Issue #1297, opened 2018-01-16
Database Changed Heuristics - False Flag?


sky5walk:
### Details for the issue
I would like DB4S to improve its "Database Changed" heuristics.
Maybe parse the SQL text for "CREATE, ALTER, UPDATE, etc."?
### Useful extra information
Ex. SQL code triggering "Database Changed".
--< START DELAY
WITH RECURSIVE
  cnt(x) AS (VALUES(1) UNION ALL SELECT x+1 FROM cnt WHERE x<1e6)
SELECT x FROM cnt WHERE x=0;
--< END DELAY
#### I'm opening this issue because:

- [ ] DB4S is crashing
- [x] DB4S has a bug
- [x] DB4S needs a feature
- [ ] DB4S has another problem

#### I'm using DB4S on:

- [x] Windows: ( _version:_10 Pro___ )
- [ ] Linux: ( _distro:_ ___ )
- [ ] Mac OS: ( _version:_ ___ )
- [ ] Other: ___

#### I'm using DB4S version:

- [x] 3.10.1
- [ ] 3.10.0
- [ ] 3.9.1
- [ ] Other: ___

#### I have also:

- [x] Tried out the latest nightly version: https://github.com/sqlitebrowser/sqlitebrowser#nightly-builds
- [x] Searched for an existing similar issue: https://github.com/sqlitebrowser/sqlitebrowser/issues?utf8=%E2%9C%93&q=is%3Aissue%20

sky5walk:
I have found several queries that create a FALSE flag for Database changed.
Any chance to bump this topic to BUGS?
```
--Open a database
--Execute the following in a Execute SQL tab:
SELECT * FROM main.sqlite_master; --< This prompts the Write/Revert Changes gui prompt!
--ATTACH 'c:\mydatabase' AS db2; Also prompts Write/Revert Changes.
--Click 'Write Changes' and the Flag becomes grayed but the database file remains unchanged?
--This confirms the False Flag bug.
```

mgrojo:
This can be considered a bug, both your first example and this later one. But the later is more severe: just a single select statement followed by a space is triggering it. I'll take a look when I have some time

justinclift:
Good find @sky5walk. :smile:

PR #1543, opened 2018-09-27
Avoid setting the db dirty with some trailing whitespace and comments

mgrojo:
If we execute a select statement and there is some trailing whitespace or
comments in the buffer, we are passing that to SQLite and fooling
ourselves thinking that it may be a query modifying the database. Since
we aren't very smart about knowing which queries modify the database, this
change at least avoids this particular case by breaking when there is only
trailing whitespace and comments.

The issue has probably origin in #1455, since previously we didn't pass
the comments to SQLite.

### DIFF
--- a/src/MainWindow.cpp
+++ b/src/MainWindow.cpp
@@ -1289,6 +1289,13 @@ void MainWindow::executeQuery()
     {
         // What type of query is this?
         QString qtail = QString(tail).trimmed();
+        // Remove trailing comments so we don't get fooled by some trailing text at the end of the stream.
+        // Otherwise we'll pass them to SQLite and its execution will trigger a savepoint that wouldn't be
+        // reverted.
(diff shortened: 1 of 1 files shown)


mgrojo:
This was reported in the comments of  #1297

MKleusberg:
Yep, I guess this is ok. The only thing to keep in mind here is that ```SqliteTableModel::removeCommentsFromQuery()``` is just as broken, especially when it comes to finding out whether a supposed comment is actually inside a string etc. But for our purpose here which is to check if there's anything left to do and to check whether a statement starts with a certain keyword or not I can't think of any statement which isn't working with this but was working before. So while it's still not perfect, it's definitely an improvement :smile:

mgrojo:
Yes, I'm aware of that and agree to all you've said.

> _WHAT YOU WILL DO_
Using the entries above, state how many lines contain the string "text"; the number is all that is needed.

> _EXERCISE RESULT_
2